**Working data**
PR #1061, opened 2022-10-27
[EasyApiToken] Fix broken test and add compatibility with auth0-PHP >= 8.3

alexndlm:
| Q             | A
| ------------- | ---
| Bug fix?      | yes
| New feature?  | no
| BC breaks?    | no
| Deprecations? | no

---

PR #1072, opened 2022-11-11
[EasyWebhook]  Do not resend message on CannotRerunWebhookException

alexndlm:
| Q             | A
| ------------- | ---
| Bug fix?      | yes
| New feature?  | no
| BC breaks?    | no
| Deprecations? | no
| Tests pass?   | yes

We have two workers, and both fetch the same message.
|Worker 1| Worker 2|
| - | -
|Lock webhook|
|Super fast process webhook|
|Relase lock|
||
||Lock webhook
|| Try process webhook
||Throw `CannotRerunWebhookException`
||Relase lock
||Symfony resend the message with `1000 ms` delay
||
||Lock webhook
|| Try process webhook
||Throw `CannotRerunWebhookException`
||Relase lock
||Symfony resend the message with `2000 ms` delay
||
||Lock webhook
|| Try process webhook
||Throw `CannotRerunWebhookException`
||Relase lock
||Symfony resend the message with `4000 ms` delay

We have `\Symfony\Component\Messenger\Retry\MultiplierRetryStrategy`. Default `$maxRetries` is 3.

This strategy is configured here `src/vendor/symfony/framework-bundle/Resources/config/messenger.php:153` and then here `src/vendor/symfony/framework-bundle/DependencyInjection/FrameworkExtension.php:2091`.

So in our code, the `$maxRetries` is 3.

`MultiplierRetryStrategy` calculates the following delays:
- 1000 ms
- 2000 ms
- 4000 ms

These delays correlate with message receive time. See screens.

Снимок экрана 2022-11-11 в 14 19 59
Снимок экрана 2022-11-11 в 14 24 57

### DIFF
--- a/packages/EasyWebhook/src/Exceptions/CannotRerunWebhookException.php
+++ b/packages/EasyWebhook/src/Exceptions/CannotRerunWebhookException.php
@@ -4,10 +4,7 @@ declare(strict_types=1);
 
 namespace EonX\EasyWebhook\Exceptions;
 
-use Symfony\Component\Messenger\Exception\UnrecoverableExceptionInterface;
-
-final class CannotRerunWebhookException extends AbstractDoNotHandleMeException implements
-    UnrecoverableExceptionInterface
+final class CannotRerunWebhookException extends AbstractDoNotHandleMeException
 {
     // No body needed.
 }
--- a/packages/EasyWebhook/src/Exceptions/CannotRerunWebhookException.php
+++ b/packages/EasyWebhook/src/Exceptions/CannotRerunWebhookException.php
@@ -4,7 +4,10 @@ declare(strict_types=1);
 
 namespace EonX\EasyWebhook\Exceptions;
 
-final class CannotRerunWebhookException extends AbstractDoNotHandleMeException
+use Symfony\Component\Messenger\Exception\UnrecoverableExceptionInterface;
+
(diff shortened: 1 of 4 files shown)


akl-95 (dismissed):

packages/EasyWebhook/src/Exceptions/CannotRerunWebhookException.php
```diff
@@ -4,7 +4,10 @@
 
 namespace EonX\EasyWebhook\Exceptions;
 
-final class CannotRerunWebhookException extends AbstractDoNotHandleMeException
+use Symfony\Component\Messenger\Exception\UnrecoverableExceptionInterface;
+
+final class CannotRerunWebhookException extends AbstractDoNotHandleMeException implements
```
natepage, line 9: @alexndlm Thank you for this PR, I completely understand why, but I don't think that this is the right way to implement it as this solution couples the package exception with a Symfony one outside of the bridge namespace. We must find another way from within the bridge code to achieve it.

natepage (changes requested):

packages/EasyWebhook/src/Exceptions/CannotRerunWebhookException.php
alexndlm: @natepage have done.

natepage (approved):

* * *

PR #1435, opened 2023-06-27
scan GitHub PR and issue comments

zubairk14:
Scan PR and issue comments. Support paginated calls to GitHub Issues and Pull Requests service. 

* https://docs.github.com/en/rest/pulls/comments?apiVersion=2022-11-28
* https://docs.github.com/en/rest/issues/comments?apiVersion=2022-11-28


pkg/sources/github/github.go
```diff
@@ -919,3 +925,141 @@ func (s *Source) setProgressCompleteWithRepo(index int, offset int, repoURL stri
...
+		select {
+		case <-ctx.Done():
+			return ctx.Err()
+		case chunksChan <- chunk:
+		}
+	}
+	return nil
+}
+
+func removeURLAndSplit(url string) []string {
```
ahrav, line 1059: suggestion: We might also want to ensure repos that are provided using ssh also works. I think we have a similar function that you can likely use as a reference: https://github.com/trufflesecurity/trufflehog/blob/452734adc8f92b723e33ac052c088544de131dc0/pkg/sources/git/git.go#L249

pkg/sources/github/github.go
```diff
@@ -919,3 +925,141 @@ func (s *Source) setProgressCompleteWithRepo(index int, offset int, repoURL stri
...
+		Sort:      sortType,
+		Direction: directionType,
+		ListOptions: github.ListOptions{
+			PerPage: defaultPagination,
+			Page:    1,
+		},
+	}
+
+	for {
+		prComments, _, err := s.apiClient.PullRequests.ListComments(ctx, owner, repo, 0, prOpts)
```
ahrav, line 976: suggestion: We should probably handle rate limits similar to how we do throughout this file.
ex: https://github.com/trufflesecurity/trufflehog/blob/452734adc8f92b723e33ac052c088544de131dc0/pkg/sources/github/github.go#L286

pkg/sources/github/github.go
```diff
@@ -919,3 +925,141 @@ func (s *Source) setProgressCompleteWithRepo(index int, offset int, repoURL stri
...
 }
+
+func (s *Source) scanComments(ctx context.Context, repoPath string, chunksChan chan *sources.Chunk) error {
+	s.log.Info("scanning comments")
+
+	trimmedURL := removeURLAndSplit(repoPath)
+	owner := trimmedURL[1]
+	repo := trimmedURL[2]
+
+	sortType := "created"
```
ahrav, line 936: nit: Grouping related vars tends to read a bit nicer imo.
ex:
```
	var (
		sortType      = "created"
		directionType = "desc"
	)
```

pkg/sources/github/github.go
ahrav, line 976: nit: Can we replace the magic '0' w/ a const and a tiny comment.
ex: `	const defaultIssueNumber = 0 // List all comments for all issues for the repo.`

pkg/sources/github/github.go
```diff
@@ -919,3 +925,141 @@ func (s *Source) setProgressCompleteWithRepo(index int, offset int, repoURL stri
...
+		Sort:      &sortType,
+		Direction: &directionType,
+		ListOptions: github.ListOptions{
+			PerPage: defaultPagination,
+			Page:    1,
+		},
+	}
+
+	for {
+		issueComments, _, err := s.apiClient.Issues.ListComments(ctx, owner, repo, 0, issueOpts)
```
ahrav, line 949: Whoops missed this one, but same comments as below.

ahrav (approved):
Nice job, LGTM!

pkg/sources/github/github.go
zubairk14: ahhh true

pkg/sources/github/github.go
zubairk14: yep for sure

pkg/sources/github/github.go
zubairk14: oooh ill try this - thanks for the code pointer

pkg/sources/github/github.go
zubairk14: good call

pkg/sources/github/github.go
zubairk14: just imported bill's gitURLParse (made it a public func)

**Exercise details**
Which lines in the listing above include the string "apiVersion"? Copy each of them.

**Answer section**
* https://docs.github.com/en/rest/pulls/comments?apiVersion=2022-11-28
* https://docs.github.com/en/rest/issues/comments?apiVersion=2022-11-28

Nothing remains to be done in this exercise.